Actually, Landlock is like unveil. pledge is more like seccomp (except pledge is easier to use and more powerful with privilege separation).
- matu3ba
  
  Can you be more specific on your statements, ideally with link(s)? I was hoping Landlock can be (in future) an AppArmor / SELinux replacement with more sane tooling and behavior.
  - kuijsten
    
    unveil is for restricting file access, pledge is for restricting syscalls. The reason I find pledge easier to use for restricting syscalls in privilege separated software is because children don't inherit the restrictions from the parent process, which allows a very tight pledge on the parent.
    
    Note that I'm talking from the programmer perspective, just like Landlock, both pledge and unveil are statements you write in your source code. AppArmor and SELinux are enforced outside of the software and don't require any changes to the program itself.
- mccd
  
  Strange that landlock got C tier, its so easy to use for developers!
  - phaer
    
    Not as strange if you just consider this one persons personal preferences.
    
    E.g. AppArmor / SELinux are "C tier" because you need to adapt each application.
    
    But the very same is true for all of the B and A tier as well and no objective criteria is given for those ratings.
- matu3ba
  To me this reads like a lot of redundant complexity:
  
  1 File permissions (file ACLs)
  
  2 capabilities (call permission ranges and inheritance rules)
  
  3 seccomp (call permissions with inheritance)
  
  4 new privileges (special prctl call somehow seperate from seccomp?)
  
  5 AppArmor / SELinux (path based ACLs / arbitrary constrained ACLs)
  
  6 cgroups (system resource constrains including process group management)
  
  7 namespaces (global system resource isolation)
  
  8 landlock (network and file manipulation ACLs)
  
  9 polkit (group membership based capability delegation)
  
  10 xdg-dbus-proxy (polkit with filter for ACLs)
  
  2-4 feel like they should be grouped together, 9 and 10 like workarounds for missing privilege delegation. 5 feel like special cases of 8. 6 and 7 feel incoherent as they both deal with system resources.
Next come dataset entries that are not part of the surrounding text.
PR #361, opened 2018-02-05
[doctrine-bundle] add single quotes for DATABASE_URL

nicolas-grekas:
| Q             | A
| ------------- | ---
| License       | MIT

PR #363, opened 2018-02-08
Revert quotes: breaks database in phpunit.xml.dist

weaverryan:
| Q             | A
| ------------- | ---
| License       | MIT

This reverts sha:ba7fcf10ccb0cc84f16e029dc0bf6a6509680f3b - #361.

That originally was meant to solve: https://github.com/symfony/symfony/issues/26056

The problem is that the change breaks the database in `phpunit.xml.dist`. It ends up like this:

```
<env name="DATABASE_URL" value="'mysql://root:@127.0.0.1:3306/test_maker'"/>
```

And so, because the string starts with a `'`, it seems to parse this as the database name - I get>

> Unknown database 'mysql://root:@127.0.0.1:3306/test_maker''

### DIFF
--- a/doctrine/doctrine-bundle/1.6/manifest.json
+++ b/doctrine/doctrine-bundle/1.6/manifest.json
@@ -10,6 +10,6 @@
         "#1": "Format described at http://docs.doctrine-project.org/projects/doctrine-dbal/en/latest/reference/configuration.html#connecting-using-a-url",
         "#2": "For an SQLite database, use: \"sqlite:///%kernel.project_dir%/var/data.db\"",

Ideally there would be something better for process group management.
  
  Very interesting that inheritance with complex (security) rules are somehow fine, if it is for process creation.
  - muvlon
    
    special prctl call somehow seperate from seccomp?
    
    no_new_privs is actually amazing (one of the few things from this post I agree with), because it's so so much simpler and more obviously the right thing than seccomp (at least seccomp-bpf which is the thing the post is discussing).
    
    To implement no_new_privs using seccomp-bpf you'd have to maintain an up-to-date list of things that the kernel exposes that may potentially give the calling process new privileges. That list is growing all the time, for example you can now pass SCM_CREDENTIALS ancillary messages over sockets using no actual recv(|from|msg) syscall by using io_uring.
    
    seccomp-bpf, for many purposes, is simply at the wrong abstraction level. Rarely do I care about what specific syscalls a program can do, I'm much more interested in what it can do to which resources. Things that do operate on that abstraction level are namespaces and landlock. But in order to be able to rely on and reason about those mechanisms, we have to plug a ton of holes in the default security model that are left in basically for legacy reasons. Calling PR_SET_NO_NEW_PRIVS does that by opting you into the new model, where your process can never gain new "ambient" privileges through stuff like setuid/setgid. And it does so beautifully by requiring no complex configuration that would require continuous maintenance, it's a simple "please stop being silly" button.
    
    matu3ba
    
    Oh, indeed that is an excellent reason, feels like object capability model like and I'm unaware of a simple technique to do it with ACLs.